## Instructions for the task
Each line of the data that includes the string "sass" is to be copied out.

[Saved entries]

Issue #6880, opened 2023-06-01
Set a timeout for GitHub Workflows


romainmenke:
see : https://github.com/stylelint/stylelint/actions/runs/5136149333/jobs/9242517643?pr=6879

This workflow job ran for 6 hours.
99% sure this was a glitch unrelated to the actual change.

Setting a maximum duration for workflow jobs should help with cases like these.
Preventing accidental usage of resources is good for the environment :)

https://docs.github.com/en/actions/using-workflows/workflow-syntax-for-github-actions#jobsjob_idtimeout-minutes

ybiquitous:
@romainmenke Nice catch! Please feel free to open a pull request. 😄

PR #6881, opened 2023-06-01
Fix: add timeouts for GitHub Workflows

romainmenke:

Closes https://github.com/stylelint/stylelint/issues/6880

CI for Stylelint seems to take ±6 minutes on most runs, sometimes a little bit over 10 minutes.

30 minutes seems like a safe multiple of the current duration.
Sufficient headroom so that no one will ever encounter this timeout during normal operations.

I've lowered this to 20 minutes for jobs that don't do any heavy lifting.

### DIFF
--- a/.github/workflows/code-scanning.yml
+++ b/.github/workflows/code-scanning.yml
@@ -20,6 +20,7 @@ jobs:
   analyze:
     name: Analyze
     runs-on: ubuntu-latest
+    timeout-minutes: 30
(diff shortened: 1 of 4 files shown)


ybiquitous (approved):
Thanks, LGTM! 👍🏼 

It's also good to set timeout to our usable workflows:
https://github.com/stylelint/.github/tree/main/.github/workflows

---

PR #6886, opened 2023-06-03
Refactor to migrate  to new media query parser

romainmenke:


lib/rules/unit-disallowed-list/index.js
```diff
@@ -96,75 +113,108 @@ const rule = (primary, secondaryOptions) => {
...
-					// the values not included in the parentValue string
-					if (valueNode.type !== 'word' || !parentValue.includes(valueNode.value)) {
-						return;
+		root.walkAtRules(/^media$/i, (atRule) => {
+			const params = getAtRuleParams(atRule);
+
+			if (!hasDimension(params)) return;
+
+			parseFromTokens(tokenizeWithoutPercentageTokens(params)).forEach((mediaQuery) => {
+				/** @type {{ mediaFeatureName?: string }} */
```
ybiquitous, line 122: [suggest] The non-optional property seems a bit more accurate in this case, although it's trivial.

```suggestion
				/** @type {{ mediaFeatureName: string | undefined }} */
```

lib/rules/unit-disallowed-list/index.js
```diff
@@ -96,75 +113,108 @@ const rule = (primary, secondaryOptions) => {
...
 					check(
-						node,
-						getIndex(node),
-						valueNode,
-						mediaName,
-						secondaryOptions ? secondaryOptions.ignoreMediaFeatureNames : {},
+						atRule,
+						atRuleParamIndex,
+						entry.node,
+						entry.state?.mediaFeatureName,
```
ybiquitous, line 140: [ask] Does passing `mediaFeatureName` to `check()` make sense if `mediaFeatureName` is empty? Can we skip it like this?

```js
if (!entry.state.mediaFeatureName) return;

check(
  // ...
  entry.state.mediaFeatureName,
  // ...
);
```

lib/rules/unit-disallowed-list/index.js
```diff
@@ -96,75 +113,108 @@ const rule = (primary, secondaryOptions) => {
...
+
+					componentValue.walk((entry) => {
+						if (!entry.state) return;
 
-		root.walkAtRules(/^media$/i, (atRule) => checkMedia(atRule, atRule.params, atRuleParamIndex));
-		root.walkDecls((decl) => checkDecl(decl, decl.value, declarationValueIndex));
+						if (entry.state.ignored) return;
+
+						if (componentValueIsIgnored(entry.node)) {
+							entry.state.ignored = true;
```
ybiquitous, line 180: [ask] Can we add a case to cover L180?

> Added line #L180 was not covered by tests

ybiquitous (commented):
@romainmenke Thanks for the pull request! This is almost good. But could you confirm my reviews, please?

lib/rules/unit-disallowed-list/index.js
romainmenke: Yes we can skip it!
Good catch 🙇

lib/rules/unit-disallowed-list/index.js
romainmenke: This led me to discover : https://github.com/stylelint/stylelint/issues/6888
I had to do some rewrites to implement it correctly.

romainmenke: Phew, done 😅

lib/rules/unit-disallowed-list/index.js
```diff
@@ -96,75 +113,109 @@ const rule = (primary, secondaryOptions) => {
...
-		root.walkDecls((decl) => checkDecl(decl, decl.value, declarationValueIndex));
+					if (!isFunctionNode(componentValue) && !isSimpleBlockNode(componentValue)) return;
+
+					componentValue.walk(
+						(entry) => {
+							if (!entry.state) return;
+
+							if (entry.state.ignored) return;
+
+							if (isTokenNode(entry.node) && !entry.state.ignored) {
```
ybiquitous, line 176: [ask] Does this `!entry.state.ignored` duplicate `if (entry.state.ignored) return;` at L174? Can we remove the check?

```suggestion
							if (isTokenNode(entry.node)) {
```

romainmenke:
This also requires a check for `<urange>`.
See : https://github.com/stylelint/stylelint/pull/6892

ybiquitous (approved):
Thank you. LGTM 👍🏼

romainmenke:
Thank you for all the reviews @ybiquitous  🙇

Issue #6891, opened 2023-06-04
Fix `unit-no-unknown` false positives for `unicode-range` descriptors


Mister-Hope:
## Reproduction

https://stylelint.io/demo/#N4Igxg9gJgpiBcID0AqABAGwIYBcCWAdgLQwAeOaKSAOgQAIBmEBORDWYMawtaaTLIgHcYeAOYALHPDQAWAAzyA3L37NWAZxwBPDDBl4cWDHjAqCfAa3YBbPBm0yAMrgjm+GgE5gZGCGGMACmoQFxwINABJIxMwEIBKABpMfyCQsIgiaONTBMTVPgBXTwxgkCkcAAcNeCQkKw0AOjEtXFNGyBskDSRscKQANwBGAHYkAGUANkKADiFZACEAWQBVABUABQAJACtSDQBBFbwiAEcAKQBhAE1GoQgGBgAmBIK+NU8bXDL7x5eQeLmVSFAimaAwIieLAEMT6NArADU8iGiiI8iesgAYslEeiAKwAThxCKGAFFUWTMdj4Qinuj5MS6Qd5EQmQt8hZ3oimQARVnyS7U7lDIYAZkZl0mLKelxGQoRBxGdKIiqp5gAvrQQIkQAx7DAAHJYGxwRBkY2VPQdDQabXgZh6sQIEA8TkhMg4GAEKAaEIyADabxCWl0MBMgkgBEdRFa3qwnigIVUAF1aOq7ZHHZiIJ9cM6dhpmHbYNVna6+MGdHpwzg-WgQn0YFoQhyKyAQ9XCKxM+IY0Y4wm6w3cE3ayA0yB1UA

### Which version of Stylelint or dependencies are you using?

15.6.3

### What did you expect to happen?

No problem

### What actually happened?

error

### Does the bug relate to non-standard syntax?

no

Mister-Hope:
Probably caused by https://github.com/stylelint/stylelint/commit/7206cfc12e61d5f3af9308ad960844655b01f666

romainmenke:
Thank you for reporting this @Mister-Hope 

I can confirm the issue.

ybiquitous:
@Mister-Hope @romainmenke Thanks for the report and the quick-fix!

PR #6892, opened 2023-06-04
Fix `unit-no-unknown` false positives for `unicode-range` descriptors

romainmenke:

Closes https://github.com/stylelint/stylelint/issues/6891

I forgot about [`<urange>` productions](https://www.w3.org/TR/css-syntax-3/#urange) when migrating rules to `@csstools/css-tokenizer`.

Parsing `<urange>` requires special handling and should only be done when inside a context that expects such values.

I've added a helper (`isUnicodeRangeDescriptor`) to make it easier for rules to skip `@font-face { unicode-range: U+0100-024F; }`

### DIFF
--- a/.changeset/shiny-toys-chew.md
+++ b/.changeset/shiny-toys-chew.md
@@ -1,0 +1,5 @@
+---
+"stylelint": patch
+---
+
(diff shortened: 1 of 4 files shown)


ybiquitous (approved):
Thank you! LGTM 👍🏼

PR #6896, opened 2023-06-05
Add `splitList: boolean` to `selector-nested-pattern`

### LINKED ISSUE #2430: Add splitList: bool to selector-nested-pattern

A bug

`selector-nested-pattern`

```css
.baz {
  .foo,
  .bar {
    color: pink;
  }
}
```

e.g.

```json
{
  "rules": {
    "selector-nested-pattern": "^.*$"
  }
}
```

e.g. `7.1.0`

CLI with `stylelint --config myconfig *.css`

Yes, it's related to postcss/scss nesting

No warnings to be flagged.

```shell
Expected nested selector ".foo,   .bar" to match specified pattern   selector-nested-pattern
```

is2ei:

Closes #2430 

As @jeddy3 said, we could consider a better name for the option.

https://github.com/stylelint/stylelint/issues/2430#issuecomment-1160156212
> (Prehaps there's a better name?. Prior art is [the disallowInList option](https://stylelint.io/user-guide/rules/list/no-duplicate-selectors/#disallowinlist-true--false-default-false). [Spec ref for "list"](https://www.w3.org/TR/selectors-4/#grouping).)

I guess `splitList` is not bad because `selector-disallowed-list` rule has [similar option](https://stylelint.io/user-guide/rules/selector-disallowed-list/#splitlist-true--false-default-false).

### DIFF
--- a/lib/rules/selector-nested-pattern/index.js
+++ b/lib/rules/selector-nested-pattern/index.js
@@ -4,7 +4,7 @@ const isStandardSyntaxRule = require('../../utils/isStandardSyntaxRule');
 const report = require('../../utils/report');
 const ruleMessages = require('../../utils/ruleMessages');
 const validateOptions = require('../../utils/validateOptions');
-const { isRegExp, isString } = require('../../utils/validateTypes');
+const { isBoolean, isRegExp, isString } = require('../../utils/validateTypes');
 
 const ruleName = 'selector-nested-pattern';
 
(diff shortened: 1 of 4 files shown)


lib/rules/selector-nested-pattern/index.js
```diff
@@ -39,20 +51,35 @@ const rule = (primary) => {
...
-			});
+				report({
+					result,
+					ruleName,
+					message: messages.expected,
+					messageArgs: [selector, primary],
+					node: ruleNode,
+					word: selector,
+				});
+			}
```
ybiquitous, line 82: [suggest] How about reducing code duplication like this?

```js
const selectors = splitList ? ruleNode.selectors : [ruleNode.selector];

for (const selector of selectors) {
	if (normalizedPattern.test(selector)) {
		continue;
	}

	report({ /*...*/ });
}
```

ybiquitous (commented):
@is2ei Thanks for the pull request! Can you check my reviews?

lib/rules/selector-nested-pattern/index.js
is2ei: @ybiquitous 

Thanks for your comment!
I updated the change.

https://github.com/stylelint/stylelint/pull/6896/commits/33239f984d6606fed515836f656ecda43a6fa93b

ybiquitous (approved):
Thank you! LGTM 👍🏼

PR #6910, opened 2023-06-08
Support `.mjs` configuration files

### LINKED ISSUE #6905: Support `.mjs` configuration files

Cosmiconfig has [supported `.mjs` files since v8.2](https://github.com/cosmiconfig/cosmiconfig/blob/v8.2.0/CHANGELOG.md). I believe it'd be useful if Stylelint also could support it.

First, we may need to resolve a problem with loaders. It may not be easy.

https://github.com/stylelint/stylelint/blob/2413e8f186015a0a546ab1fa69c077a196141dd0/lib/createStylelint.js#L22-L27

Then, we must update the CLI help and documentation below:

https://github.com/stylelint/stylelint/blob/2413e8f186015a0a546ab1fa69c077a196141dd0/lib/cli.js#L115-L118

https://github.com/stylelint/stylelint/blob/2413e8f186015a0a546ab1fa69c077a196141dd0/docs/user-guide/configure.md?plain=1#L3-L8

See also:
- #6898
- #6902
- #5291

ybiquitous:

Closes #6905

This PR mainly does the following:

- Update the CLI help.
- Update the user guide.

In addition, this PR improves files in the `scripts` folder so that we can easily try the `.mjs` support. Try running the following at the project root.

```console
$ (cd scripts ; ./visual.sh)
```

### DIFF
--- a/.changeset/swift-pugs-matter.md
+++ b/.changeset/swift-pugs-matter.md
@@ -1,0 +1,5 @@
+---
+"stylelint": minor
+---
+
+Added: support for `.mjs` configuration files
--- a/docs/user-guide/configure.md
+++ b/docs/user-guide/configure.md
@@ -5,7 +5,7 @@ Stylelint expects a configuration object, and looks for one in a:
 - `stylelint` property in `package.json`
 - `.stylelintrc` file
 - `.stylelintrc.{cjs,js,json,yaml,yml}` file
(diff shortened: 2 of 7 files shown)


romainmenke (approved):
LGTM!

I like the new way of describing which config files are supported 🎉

--

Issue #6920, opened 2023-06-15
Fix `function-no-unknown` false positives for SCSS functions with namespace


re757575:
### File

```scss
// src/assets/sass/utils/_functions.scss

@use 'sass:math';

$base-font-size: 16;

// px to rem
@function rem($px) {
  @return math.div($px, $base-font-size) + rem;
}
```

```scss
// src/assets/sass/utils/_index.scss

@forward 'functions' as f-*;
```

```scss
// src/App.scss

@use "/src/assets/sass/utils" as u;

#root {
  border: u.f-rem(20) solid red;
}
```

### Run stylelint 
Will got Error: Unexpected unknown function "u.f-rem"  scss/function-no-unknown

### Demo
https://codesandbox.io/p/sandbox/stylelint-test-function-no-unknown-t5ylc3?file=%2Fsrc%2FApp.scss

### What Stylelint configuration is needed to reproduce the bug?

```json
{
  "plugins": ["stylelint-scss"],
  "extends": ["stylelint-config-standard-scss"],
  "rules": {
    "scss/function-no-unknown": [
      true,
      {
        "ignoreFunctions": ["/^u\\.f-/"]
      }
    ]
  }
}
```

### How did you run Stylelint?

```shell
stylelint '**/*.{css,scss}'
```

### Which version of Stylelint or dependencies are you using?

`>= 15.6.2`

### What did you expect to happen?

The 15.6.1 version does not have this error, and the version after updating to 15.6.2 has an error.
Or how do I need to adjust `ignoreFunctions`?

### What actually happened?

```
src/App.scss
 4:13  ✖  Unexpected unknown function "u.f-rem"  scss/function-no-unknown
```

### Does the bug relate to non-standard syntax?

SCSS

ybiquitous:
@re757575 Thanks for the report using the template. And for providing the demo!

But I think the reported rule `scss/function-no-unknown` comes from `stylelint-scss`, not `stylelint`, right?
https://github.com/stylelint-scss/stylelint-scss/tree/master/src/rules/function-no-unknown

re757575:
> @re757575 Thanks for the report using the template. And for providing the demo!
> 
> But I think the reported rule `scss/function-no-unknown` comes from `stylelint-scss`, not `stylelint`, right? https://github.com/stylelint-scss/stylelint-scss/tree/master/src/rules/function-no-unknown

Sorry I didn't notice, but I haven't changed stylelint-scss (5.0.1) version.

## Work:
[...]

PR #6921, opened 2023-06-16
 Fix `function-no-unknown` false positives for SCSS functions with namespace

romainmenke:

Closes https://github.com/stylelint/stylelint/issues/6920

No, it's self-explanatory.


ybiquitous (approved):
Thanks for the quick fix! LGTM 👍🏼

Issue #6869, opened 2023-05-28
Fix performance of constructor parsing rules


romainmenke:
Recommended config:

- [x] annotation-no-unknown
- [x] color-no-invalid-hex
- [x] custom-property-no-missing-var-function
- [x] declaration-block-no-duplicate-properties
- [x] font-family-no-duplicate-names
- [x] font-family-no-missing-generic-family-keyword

## Solved problem
// src/assets/sass/utils/_functions.scss
@use 'sass:math';
// src/assets/sass/utils/_index.scss
@use "/src/assets/sass/utils" as u;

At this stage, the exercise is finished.